PR #529, opened 2021-02-06
chore: fix some potential threading issues in BulkWriter

schmidt-sebastian:
- lastOperation is read from multiple threads
- the rate limiter is not thread-safe

### DIFF
--- a/google-cloud-firestore/src/main/java/com/google/cloud/firestore/BulkWriter.java
+++ b/google-cloud-firestore/src/main/java/com/google/cloud/firestore/BulkWriter.java
@@ -157,12 +157,11 @@ public final class BulkWriter implements AutoCloseable {
   private boolean closed = false;
 
   /** Rate limiter used to throttle requests as per the 500/50/5 rule. */
+  @GuardedBy("lock")
   private final RateLimiter rateLimiter;
 
   private WriteResultCallback successListener = DEFAULT_SUCCESS_LISTENER;
-
   private WriteErrorCallback errorListener = DEFAULT_ERROR_LISTENER;
-
   private Executor successExecutor;
   private Executor errorExecutor;
 
--- a/google-cloud-firestore/src/main/java/com/google/cloud/firestore/BulkWriter.java
+++ b/google-cloud-firestore/src/main/java/com/google/cloud/firestore/BulkWriter.java
@@ -73,6 +73,7 @@ public final class BulkWriter implements AutoCloseable {
     UPDATE,
     DELETE
   }
+
   /** The maximum number of writes that can be in a single batch. */
   public static final int MAX_BATCH_SIZE = 20;
 
@@ -150,7 +151,7 @@ public final class BulkWriter implements AutoCloseable {
    * A pointer to the tail of all active BulkWriter applications. This pointer is advanced every
    * time a new write is enqueued.
    */
-  private ApiFuture<Void> lastOperation = ApiFutures.immediateFuture(null);
+  private volatile ApiFuture<Void> lastOperation = ApiFutures.immediateFuture(null);
 
   /** Whether this BulkWriter instance is closed. Once closed, it cannot be opened again. */
   private boolean closed = false;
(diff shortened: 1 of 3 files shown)


schmidt-sebastian:
Hm, this is now super flaky.

google-cloud-firestore/src/test/java/com/google/cloud/firestore/BulkWriterTest.java
```diff
@@ -675,7 +675,7 @@ public boolean onError(BulkWriterException error) {
   }
 
   @Test
-  public void retriesMaintainCorrectWriteResolutionOrdering() throws Exception {
+  public void retryResolvesBeforeFlush() throws Exception {
```
schmidt-sebastian, line 678: I don't think I will be able to deflake the original test as the order of whether doc1, doc2, doc1 or doc1, doc1, doc2 is enqueued is no longer deterministic. I don't think that's a problem though, but it breaks this test.

thebrianchen: This behavior is still reasonable though, so it should be fine.

google-cloud-firestore/src/main/java/com/google/cloud/firestore/BulkWriter.java
```diff
@@ -150,18 +151,17 @@ public boolean onError(BulkWriterException error) {
    * A pointer to the tail of all active BulkWriter applications. This pointer is advanced every
    * time a new write is enqueued.
    */
-  private ApiFuture<Void> lastOperation = ApiFutures.immediateFuture(null);
+  private volatile ApiFuture<Void> lastOperation = ApiFutures.immediateFuture(null);
```
thebrianchen, line 154: Woah, did not know about `volatile` in Java.

If `lastOperation` is only accessed inside the `synchronized` call, why do we still need the `volatile` label? My stackoverflow hunting initially led me to think of volatile variables as a simpler/weaker form of synchronization than `synchronized`, which makes `volatile` redundant ([link](https://stackoverflow.com/questions/22862226/java-is-volatile-required-with-synchronized), [another link](https://stackoverflow.com/questions/32974336/is-volatile-needed-in-case-of-only-synchronized-access)). However, after reading another conflicting [post](https://stackoverflow.com/questions/50298456/redundant-volatile-in-cheap-read-write-lock) that argues `volatile` is required for reading the variable, I'm now uncertain.

thebrianchen (approved):

google-cloud-firestore/src/main/java/com/google/cloud/firestore/BulkWriter.java
thebrianchen: Actually, I realize we're reading `lastOperation` in `flush()`, which is out of the `synchronized` block, which then means that we need to use `volatile`.

dconeybe: Drive by comment... Although I can't find the documentation to back this up, I'm 99% sure that you basically *never* need to declare a variable as `volatile` in Java. In my entire career I have never needed to use `volatile`, even in heavily multi-threaded code. I think that the only cases where you would need to use `volatile` would be (a) if you're implementing some sort of custom lock-free synchronization on the variable (e.g. busy waiting) or (b) if the variable's value could be changed asynchronously from native code.

schmidt-sebastian: `volatile` ensures that the value that is read is never read from the CPU cache. Without this, `flush()` is not guaranteed to see the latest state of `lastOperation` if `lastOperation` was modified by another thread.

cc @wilhuff

wilhuff: This `volatile` is an indicator of broader problems within this implementation.

  * `verifyNotClosed` is called unlocked and accesses `closed` without locking
  * `writesEnqueued` is written to by `executeWrite` also without locking

In Java, `volatile` is expensive relative to the underlying atomic operations that CPUs can perform--it's like a half lock. If you made all of these values `volatile` it would actually be more expensive than just synchronizing. In Java synchronization is very cheap in the uncontended case, and this doesn't seem to be a class that should have to optimize for that.

My advice:
  * don't use volatile; just use synchronization consistently
  * acquire the lock nearer the API boundary so you're not acquiring it multiple times per private method used to implement the API call
  * name your internal methods to show you assume the lock is held (e.g. `verifyNotClosedLocked`)
  * avoid trying to be fancy with multithreading at all

wilhuff: That is to say, at a high level, the way to fix the problem with `flush` accessing `lastOperation` outside a `synchronized` block is to add a `synchronized` block. You should also fix the other unsynchonized accesses by adding `synchronized` blocks. Once you do, you'll notice you're synchronizing multiple times per API invocation, in which case you can hoist the synchronized blocks.

Also, see go/atomic-danger internally.

schmidt-sebastian: Thanks for the answer, very helpful. I will look at this a bit more tomorrow (and will likely add more synchronization).

To "defend" the current state of the PR: Both `this.closed` and `this.writesEnqueued` is only accessed from the user thread. `bulkCommitBatch`, `lastOperation` and `rateLimiter` are accessed both from the user thread and as a result of a BatchCommit response, in which case they are accessed from the BulkWriter thread.

Time to read go/atomic-danger

schmidt-sebastian: I updated this PR to use synchronization. PTAL.

google-cloud-firestore/src/main/java/com/google/cloud/firestore/BulkWriter.java
```diff
@@ -171,12 +177,6 @@ public boolean onError(BulkWriterException error) {
    */
   private boolean writesEnqueued = false;
```
thebrianchen, line 178: Since all accesses to writes enqueued are under lock, should we add a `@GuardedBy` annotation?

thebrianchen (approved):
I see how moving the synchronized calls up and using the `locked` method naming makes the code easier to understand, thanks!

Also, why were the `@GuardedBy` annotations removed? I think having them makes it much easier to quickly see which variables are accessed under lock.

For example, I'm looking at some Android [source code](http://androidxref.com/5.0.0_r2/xref/frameworks/base/core/java/android/app/ContextImpl.java#1007), and they use the `Locked` method naming convention along with `@GuardedBy` annotations for the instance variables that are accessed under lock.

google-cloud-firestore/src/main/java/com/google/cloud/firestore/BulkWriter.java
```diff
@@ -131,35 +130,42 @@ public boolean onError(BulkWriterException error) {
...
+
+  private final FirestoreImpl firestore;
 
-  /** Lock object for `bulkCommitBatch`. */
+  // Executor used to run all BulkWriter operations. BulkWriter uses its own executor since we
+  // don't want to block a gax/grpc executor while running user error and success callbacks.
+  private final ScheduledExecutorService bulkWriterExecutor;
+
+  /**
+   * Lock object for all mutable state in bulk writer. Bulk Writer state is accessed from the user
```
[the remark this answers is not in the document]
schmidt-sebastian: Done

google-cloud-firestore/src/main/java/com/google/cloud/firestore/BulkWriter.java
schmidt-sebastian: I removed them since this now applies to all state. Based on the Android link, I added them back. There is also some tooling that catches violations when `GuardedBy` object is accessed under lock (i.e. in Android Studio's build), so it is likely always better to add this annotations.

google-cloud-firestore/src/main/java/com/google/cloud/firestore/BulkWriter.java
dconeybe: Wow my understanding of Java `volatile` was very mis-guided. I just read https://developer.android.com/reference/java/util/concurrent/atomic/package-summary and the documents to which it links.

I learned that the following code could loop forever if `this.done` is *not* declared `volatile`:

```java
while (!this.done) {
  Thread.sleep(100);
}
```

The compiler could choose to read `this.done` exactly once and re-use that cached value forever, even if another thread comes in and sets `this.done` to `true`. Declaring `this.done` as `volatile` would preclude this optimization and the thread would *eventually* see `this.done` set to `true` by another thread. I did not know this and have definitely coded some buggy busy waits in the past!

Problem details: Your task is to quote the lines above, beginning with the first and ending with the one that holds "Hm, this is now super flaky.".

Solved problem:
PR #529, opened 2021-02-06
chore: fix some potential threading issues in BulkWriter

schmidt-sebastian:
- lastOperation is read from multiple threads
- the rate limiter is not thread-safe

### DIFF
--- a/google-cloud-firestore/src/main/java/com/google/cloud/firestore/BulkWriter.java
+++ b/google-cloud-firestore/src/main/java/com/google/cloud/firestore/BulkWriter.java
@@ -157,12 +157,11 @@ public final class BulkWriter implements AutoCloseable {
   private boolean closed = false;
 
   /** Rate limiter used to throttle requests as per the 500/50/5 rule. */
+  @GuardedBy("lock")
   private final RateLimiter rateLimiter;
 
   private WriteResultCallback successListener = DEFAULT_SUCCESS_LISTENER;
-
   private WriteErrorCallback errorListener = DEFAULT_ERROR_LISTENER;
-
   private Executor successExecutor;
   private Executor errorExecutor;
 
--- a/google-cloud-firestore/src/main/java/com/google/cloud/firestore/BulkWriter.java
+++ b/google-cloud-firestore/src/main/java/com/google/cloud/firestore/BulkWriter.java
@@ -73,6 +73,7 @@ public final class BulkWriter implements AutoCloseable {
     UPDATE,
     DELETE
   }
+
   /** The maximum number of writes that can be in a single batch. */
   public static final int MAX_BATCH_SIZE = 20;
 
@@ -150,7 +151,7 @@ public final class BulkWriter implements AutoCloseable {
    * A pointer to the tail of all active BulkWriter applications. This pointer is advanced every
    * time a new write is enqueued.
    */
-  private ApiFuture<Void> lastOperation = ApiFutures.immediateFuture(null);
+  private volatile ApiFuture<Void> lastOperation = ApiFutures.immediateFuture(null);
 
   /** Whether this BulkWriter instance is closed. Once closed, it cannot be opened again. */
   private boolean closed = false;
(diff shortened: 1 of 3 files shown)


schmidt-sebastian:
Hm, this is now super flaky.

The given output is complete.